ASSIGNED TASK
Each record that follows must be printed exactly as given.

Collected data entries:
PR #521, opened 2019-01-10
Edit README.md

hgdsraj:
There are a lot of sentences in the first bit that start with "And" (unnecessarily). Removed the 3rd "and" start. AND the fourth.

Changed "I cannot stress enough what a big deal this is" to "The importance of this cannot be stressed enough" but I'd like a further change since I don't actually understand what "this" is fully in that context.

Changed "etcetera, boom, boom, boom" to "ad infinitum" 

There are far to many sentences starting with And. This should be changed in the future.

### DIFF
--- a/README.md
+++ b/README.md
@@ -26,7 +26,7 @@ McCoy might report "It's MVC, Jim, but not as we know it".  And you would respon
 re-frame is a **functional framework**."
 
 Being a functional framework, it is about two things: data, and the functions 
-which transform that data.  And, because it is a reactive framework, the ["data coordinates the functions"](https://www.youtube.com/watch?v=ZgqFlowyfTA&t=80) (and not the other way around).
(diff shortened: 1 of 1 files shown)


mike-thompson-day8:
Many Thaks. I really DO appreciate all attempts to improve the library and its documentation, but in this particular case, we'll stick with the idiosyncratic style we have.  It is a communication style which has served us well so far.

mike-thompson-day8:
Many Thaks. I DO appreciate all attempts to improve the library and its documentation, but in this particular case, I'll stick with my idiosyncratic style in these places. It is a communication style which has served me well so far.

BTW, I note that today alone you have created 23 PRs against different GitHub READMEs.  23 ... in one day. So it almost seems like you are running a grammar-bot over these GitHub READMEs and creating PRs. from it? That may find a few problems here and there, but it will also tend to eliminate any character in "the author's voice", which can be useful for creating reader engagement with otherwise dry slabs of technical words.

hgdsraj:
Thanks for your response :) 
I'm not running a grammar bot, just spending some time contributing to various READMEs for a project for a university class on technical documentation and technical writing.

SOLUTION
PR #521, opened 2019-01-10
Edit README.md

hgdsraj:
There are a lot of sentences in the first bit that start with "And" (unnecessarily). Removed the 3rd "and" start. AND the fourth.

Changed "I cannot stress enough what a big deal this is" to "The importance of this cannot be stressed enough" but I'd like a further change since I don't actually understand what "this" is fully in that context.

Changed "etcetera, boom, boom, boom" to "ad infinitum" 

There are far to many sentences starting with And. This should be changed in the future.

### DIFF
--- a/README.md
+++ b/README.md
@@ -26,7 +26,7 @@ McCoy might report "It's MVC, Jim, but not as we know it".  And you would respon
 re-frame is a **functional framework**."
 
 Being a functional framework, it is about two things: data, and the functions 
-which transform that data.  And, because it is a reactive framework, the ["data coordinates the functions"](https://www.youtube.com/watch?v=ZgqFlowyfTA&t=80) (and not the other way around).
(diff shortened: 1 of 1 files shown)


mike-thompson-day8:
Many Thaks. I really DO appreciate all attempts to improve the library and its documentation, but in this particular case, we'll stick with the idiosyncratic style we have.  It is a communication style which has served us well so far.

mike-thompson-day8:
Many Thaks. I DO appreciate all attempts to improve the library and its documentation, but in this particular case, I'll stick with my idiosyncratic style in these places. It is a communication style which has served me well so far.

BTW, I note that today alone you have created 23 PRs against different GitHub READMEs.  23 ... in one day. So it almost seems like you are running a grammar-bot over these GitHub READMEs and creating PRs. from it? That may find a few problems here and there, but it will also tend to eliminate any character in "the author's voice", which can be useful for creating reader engagement with otherwise dry slabs of technical words.

hgdsraj:
Thanks for your response :) 
I'm not running a grammar bot, just spending some time contributing to various READMEs for a project for a university class on technical documentation and technical writing.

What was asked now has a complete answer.